About 243 residential properties have been sealed across the city for defaulting on the repayment of bank loan instalments. The financial institutions and banks had sanctioned loan for the 243 projects to the tune of Rs 101 crore.
Sources said that the banks and financial institutions approached the district collector and submitted a memorandum demanding to take action against the loan defaulters under the Securitization and Reconstruction of Financial Assets and Enforcement of Security Interest (SARFAESI) Act, 2002 few days ago.

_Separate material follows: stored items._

PR #1436, opened 2018-05-16
Update feedback icons and tweak FeedbackViewController in landscape.

### LINKED ISSUE #1426: Broken Feedback UI in landscape mode
Feedback UI:

simulator_screen_shot_-_iphone_x_-_2018-05-11_at_13 13 34

Should become:
simulator screen shot - iphone x - 2018-05-11 at 13 13 34

If rotating the end of route UI, it becomes:
simulator screen shot - iphone x - 2018-05-11 at 13 21 11

frederoni:
Fixes #1426

- Added new vector based feedback icons
- Display 6 items on one row in landscape
- Display 3 items per row in portrait

Co-authored-by: @vincethecoder 

cc @bsudekum @JThramer


vincethecoder:
UPDATES: The issue identified above occurs in iPhone X. 
/cc @frederoni

vincethecoder:
@bsudekum the `No progress bar` defect has been fixed now in the recent commit.

MapboxNavigation/FeedbackViewController.swift
```diff
@@ -181,6 +189,7 @@ extension FeedbackViewController: UICollectionViewDataSource {
     
     func scrollViewDidScroll(_ scrollView: UIScrollView) {
         abortAutodismiss()
+        progressBar.progress = 1
```
bsudekum: Minor enhancement, it might make more sense to move this into `dismissFeedback()`.

vincethecoder: @bsudekum so are you saying, let invoke `dismissFeedback()` here instead and move `line # 192` into the `dismssFeedback()` function, because it already calls `abortAutodismiss()` there. https://github.com/mapbox/mapbox-navigation-ios/pull/1436/files#diff-a25e8b3bfe9ceec368b83a004a6d1708R129

bsudekum: I guess I'm saying move it to where the view is cleaned up.

vincethecoder: @bsudekum yeah, I concur. A slight concern about intrusive changes. But, @frederoni I'm curious to know if you could suggest a change which will still maintain the current stability of our SDK. Otherwise, this should actually suffice without any side-effects.

frederoni: As long as the collection view doesn't bounce and the scroll view’s (or collection view in this case) content size matches the bounds, so that isn't scrollable. Also, add a note why we do this b/c it's not an obvious workaround.

PR #1437, opened 2018-05-16
Don't hold onto value from settings observe

bsudekum:
While looking into if we had any memory leaks ([steps I followed](http://blog.mallow-tech.com/2017/12/ways-to-detect-the-memory-leaks-in-swift/)), I found a leak in `RouteVoiceController.resumeNotifications()`.

Unsure why, but holding onto the output from these observe functions seems to be leaking:

image

/cc @mapbox/navigation-ios


bsudekum:
@frederoni this was actually done on device.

The district collector’s office agreed to take action and issued notices under the SARFAESI Act to recover the bad loans. The loan defaulters had mortgaged their properties to purchase new properties on loan from the financial institutions.
WHAT IS SARFAESI ACT
SARFAESI ACT is a legislation that helps financial institutions to ensure asset quality in multiple ways. This means that the Act was framed to address the problem of NPAs (Non-Performing Assets) or bad assets through different processes and mechanisms. The SARFAESI Act gives detailed provisions for the formation and activities of Asset Securitization Companies (SCs)and Reconstruction Companies (RCs). Scope of their activities, capital requirements, funding etc. are given by the Act. RBI is the regulator for these institutions.
As a legal mechanism to insulate assets, the Act addresses the interests of secured creditors (like banks). Several provisions of the Act give directives and powers to various institutions to manage the bad asset problem.